5 Comments
User's avatar
Seby's avatar

That is interesting data. I ran into this issue months ago when I was having 4o create an image for an article that included two dials. For one of the dials, the image showed the pointer in the wrong “zone”. I tried several times to correct it, even using different models, but the issue persisted. Of course now I know that it was a failure of the image translation layer, so swapping models wouldn’t make a difference. I eventually gave up. The dial on the left is supposed to point to “low”.

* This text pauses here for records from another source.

PR #2414, opened 2018-11-07
Samplegen: read from files

hzyi-google:
Set up infrastructure for standalone samples to be able to read from files and assign the file content to a local variable. 

- Does not yet work for sample function parameters.
- IO utils are not yet imported in any languages.

### DIFF
--- a/src/main/java/com/google/api/codegen/metacode/InitCodeContext.java
+++ b/src/main/java/com/google/api/codegen/metacode/InitCodeContext.java
@@ -102,7 +102,7 @@ public abstract class InitCodeContext {
         .outputType(InitCodeOutputType.SingleObject)
         .additionalInitCodeNodes(ImmutableList.of())
         .initFieldConfigStrings(ImmutableList.of())
-        .sampleParamConfigMap(ImmutableMap.<String, SampleParameterConfig>of());
+        .sampleParamConfigMap(ImmutableMap.of());
   }
 
   @AutoValue.Builder
--- a/src/main/java/com/google/api/codegen/metacode/InitCodeContext.java
+++ b/src/main/java/com/google/api/codegen/metacode/InitCodeContext.java
@@ -16,6 +16,7 @@ package com.google.api.codegen.metacode;
 
 import com.google.api.codegen.config.FieldConfig;
 import com.google.api.codegen.config.FieldModel;
+import com.google.api.codegen.config.SampleParameterConfig;
 import com.google.api.codegen.config.TypeModel;
 import com.google.api.codegen.util.Name;
 import com.google.api.codegen.util.SymbolTable;
@@ -65,11 +66,21 @@ public abstract class InitCodeContext {
   /** Returns init config strings. */
   public abstract List<String> initFieldConfigStrings();
 
+  /** Configuration for the sample arguments. */
+  public abstract ImmutableMap<String, SampleParameterConfig> sampleParamConfigMap();
+
   /**
    * When generating samples, the sample function accept these parts of the request object as
    * arguments.
    */
-  public abstract ImmutableList<String> sampleArgStrings();
+  public ImmutableList<String> sampleArgStrings() {
+    return sampleParamConfigMap()
+        .values()
+        .stream()
+        .filter(SampleParameterConfig::isSampleArgument)
+        .map(SampleParameterConfig::identifier)
+        .collect(ImmutableList.toImmutableList());
+  }
 
   /**
    * Allows additional InitCodeNode objects which will be placed into the generated subtrees. This
@@ -91,7 +102,7 @@ public abstract class InitCodeContext {
         .outputType(InitCodeOutputType.SingleObject)
         .additionalInitCodeNodes(ImmutableList.of())
         .initFieldConfigStrings(ImmutableList.of())
-        .sampleArgStrings(ImmutableList.of());
+        .sampleParamConfigMap(ImmutableMap.<String, SampleParameterConfig>of());
   }
 
   @AutoValue.Builder
@@ -110,7 +121,8 @@ public abstract class InitCodeContext {
 
     public abstract Builder initFieldConfigStrings(List<String> configStrings);
 
-    public abstract Builder sampleArgStrings(ImmutableList<String> val);
+    public abstract Builder sampleParamConfigMap(
+        ImmutableMap<String, SampleParameterConfig> configs);
 
     public abstract Builder initValueConfigMap(Map<String, InitValueConfig> configMap);
 
--- a/src/main/java/com/google/api/codegen/metacode/InitCodeNode.java
+++ b/src/main/java/com/google/api/codegen/metacode/InitCodeNode.java
@@ -18,6 +18,7 @@ import com.google.api.codegen.config.FieldConfig;
 import com.google.api.codegen.config.FieldModel;
 import com.google.api.codegen.config.OneofConfig;
 import com.google.api.codegen.config.ProtoTypeRef;
+import com.google.api.codegen.config.SampleParameterConfig;
 import com.google.api.codegen.config.TypeModel;
 import com.google.api.codegen.metacode.InitCodeContext.InitCodeOutputType;
 import com.google.api.codegen.util.Name;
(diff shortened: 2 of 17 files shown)


hzyi-google:
@beccasaurus @pongad @vchudnov-g PTAL

src/main/java/com/google/api/codegen/metacode/InitCodeContext.java
```diff
@@ -91,7 +102,7 @@ public static Builder newBuilder() {
         .outputType(InitCodeOutputType.SingleObject)
         .additionalInitCodeNodes(ImmutableList.of())
         .initFieldConfigStrings(ImmutableList.of())
-        .sampleArgStrings(ImmutableList.of());
+        .sampleParamConfigMap(ImmutableMap.<String, SampleParameterConfig>of());
```
pongad: I could be wrong, but I don't think you need type parameters here?

src/main/java/com/google/api/codegen/transformer/InitCodeTransformer.java
```diff
@@ -478,6 +485,39 @@ private InitCodeLineView generateMapInitCodeLine(MethodContext context, InitCode
...
+        // File names are always strings
+        value =
+            typeTable.renderPrimitiveValue(
+                ProtoTypeRef.create(TypeRef.fromPrimitiveName("string")), value);
+        break;
+      case Variable:
+        value = namer.localVarReference(Name.anyLower(value));
+        break;
+      default:
+        throw new IllegalArgumentException("Unhandled init value type");
```
pongad: You can also do `checkArgument(false, "unhandled init value type")` :)

src/main/java/com/google/api/codegen/viewmodel/ReadFileInitCodeLineView.java
```diff
@@ -0,0 +1,47 @@
...
+import com.google.api.codegen.metacode.InitCodeLineType;
+import com.google.auto.value.AutoValue;
+
+@AutoValue
+public abstract class ReadFileInitCodeLineView implements InitCodeLineView {
+  public InitCodeLineType lineType() {
+    return InitCodeLineType.ReadFileInitLine;
+  }
+
+  public abstract String typeName();
```
pongad: Isn't the type name already known to be `ByteString` etc?

src/test/java/com/google/api/codegen/gapic/testdata/py/python_library.baseline
```diff
@@ -4153,7 +4153,11 @@ def sample_discuss_book():
   client = library_v1.LibraryServiceClient()
 
   name = 'BASIC'
-  request = {'name': name}
+  file_name = os.path.join(os.path.dirname(__file__), 'comment_file')
```
beccasaurus: Let's presume that the path provided is always absolute

src/main/java/com/google/api/codegen/viewmodel/ReadFileInitCodeLineView.java
hzyi-google: The protobuf type is definitely `bytes`, but the type name may be different in different languages?

hzyi-google: Oh I think I see what you mean... are you saying that we could render the correct type in snippets?

src/test/java/com/google/api/codegen/gapic/testdata/nodejs/nodejs_library.baseline
```diff
@@ -275,8 +275,14 @@ const stream = client.discussBook().on('data', response => {
   // doThingsWith(response)
 });
 const name = 'BASIC';
+const fileName = 'comment_file';
+const comment = fs.readFileSync(fileName).toString('base64');
```
beccasaurus: 👍

src/test/java/com/google/api/codegen/gapic/testdata/php/php_library.baseline
```diff
@@ -2757,8 +2758,12 @@ function sampleDiscussBook()
     $libraryServiceClient = new LibraryServiceClient();
 
     $name = 'BASIC';
+    $comment = file_get_contents('comment_file');
```
beccasaurus: 👍

src/main/java/com/google/api/codegen/metacode/InitCodeNode.java
```diff
@@ -364,6 +367,34 @@ private static void validateType(
...
+    if (ROOT_KEY.equals(key)) {
+      fieldPath = "";
+    } else if (parentFieldPath.isEmpty()) {
+      fieldPath = key;
+    } else {
+      fieldPath = parentFieldPath + "." + key;
+    }
+    this.sampleParamConfig = sampleParamConfigMap.get(fieldPath);
+    if (sampleParamConfig != null && sampleParamConfig.readFromFile()) {
+      setLineType(InitCodeLineType.ReadFileInitLine);
```
vchudnov-g: If the condition is false, do you need to `setLineType` to something else?

src/main/java/com/google/api/codegen/transformer/InitCodeTransformer.java
```diff
@@ -478,6 +485,39 @@ private InitCodeLineView generateMapInitCodeLine(MethodContext context, InitCode
...
   }
 
+  // TODO(hzyi): generate necessary imports
+  private InitCodeLineView generateReadFileInitCodeLine(MethodContext context, InitCodeNode item) {
+    ReadFileInitCodeLineView.Builder surfaceLine = ReadFileInitCodeLineView.newBuilder();
+    SurfaceNamer namer = context.getNamer();
+    ImportTypeTable typeTable = context.getTypeTable();
+    checkState(
+        item.getType().isBytesType(),
+        "Error setting init code node %s to reading from file. "
```
vchudnov-g: A user may not node about "init code node", so I suggest rephrasing slightly:
"Error setting \"%s\" to be read from file."

src/main/proto/com/google/api/codegen/config.proto
```diff
@@ -354,6 +354,11 @@ message SampleInitAttribute {
   // If `sample_argument_name` is not empty, the part of the request object specified by `path`
   // should be accepted as a parameter, with the given name, to the sample function.
   string sample_argument_name = 2;
+
+  // If `read_file` is true, in the initialization part of the sample, the value of this
```
vchudnov-g: rephrase for clarity:
```
If `read_file` is true, then during sample initialization, the value...
```

src/main/proto/com/google/api/codegen/config.proto
```diff
@@ -354,6 +354,11 @@ message SampleInitAttribute {
   // If `sample_argument_name` is not empty, the part of the request object specified by `path`
   // should be accepted as a parameter, with the given name, to the sample function.
   string sample_argument_name = 2;
+
+  // If `read_file` is true, in the initialization part of the sample, the value of this 
+  // attribute gets replaced by the contents of the local file with the given name.
```
vchudnov-g: Add a note about comma separated files if the field is a repeated bytes.

src/test/java/com/google/api/codegen/gapic/testdata/py/python_library.baseline
vchudnov-g: as clarified at the meeting, don't require `dirname(__file__)`. Assume a dir relative to the cwd, or an absolute path if it starts with `/`

src/main/java/com/google/api/codegen/metacode/InitCodeNode.java
hzyi-google: It would be an no-op. The `lineType` is handled at different places, e.g. `simpleLineType` [here](https://github.com/googleapis/gapic-generator/blob/c12a7da29e0571a940664c4fa17080cf096b7dae/src/main/java/com/google/api/codegen/metacode/InitCodeNode.java#L308).

hzyi-google:
PTAL @vchudnov-g @pongad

I’m not sure why the translation layer has such a difficult time with dials, but until that is fixed, I guess it’s better to use AI only with digital readouts or text readouts for such things.

T.D. Inoue's avatar

That’s a cool example. I’ve taken to using subregion editing for things like that. AIs have a hard time doing two things at once.

Seby's avatar

I thought I had attached the image, but oh well. Yes, I thought about trying that but I don't have a lot of experience creating AI prompted art. The AI art I have is mostly autogenic. LOL

The Logosmitten's avatar

This study seems to assume models were trained on this specific analog perception. They probably weren't to a great degree. If they had been, they would get it right. This, in no way, proves you wrong. It actually shows that if you were to extrapolate this across a great degree of similar concepts, AI would fail to replace humans. Reading gauges is important, but reading synonymous conceptual concepts that were not the focus of training is why I have no interest in using agents.

T.D. Inoue's avatar

Totally agree.

The primary purpose of the study was to characterize some of the underlying capabilities of the vision model in a similar way I did with my color perception studies. As you noted, it should serve as a cautionary tale on a couple of dimensions. The take home message is that we can’t take it for granted that AIs are competent at tasks without testing them thoroughly in those domains (your point).